%%
PR #7940, opened 2021-06-11
Pin Sphinx to 3.x to unblock `make html`

bneradt:
The latest version of Sphinx, 4.0.2, fails to build our docs via the
`make html` target. The latest 3.x release, currently 3.5.4, builds our
docs fine. Pinning to 3.x.

---

Fixes #7938

PR #7987, opened 2021-06-23
Pin Sphinx to 3.x to unblock `make html`

bneradt:
The latest version of Sphinx, 4.0.2, fails to build our docs via the
make html target. The latest 3.x release, currently 3.5.4, builds our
%%
TASK INSTRUCTIONS:
Take the line holding "docs fine. Pinning to 3.x." and all lines after it through the end of the data, and set them down exactly.

THE ANSWER:
docs fine. Pinning to 3.x.

---

Fixes #7938

PR #7987, opened 2021-06-23
Pin Sphinx to 3.x to unblock `make html`

bneradt:
The latest version of Sphinx, 4.0.2, fails to build our docs via the
make html target. The latest 3.x release, currently 3.5.4, builds our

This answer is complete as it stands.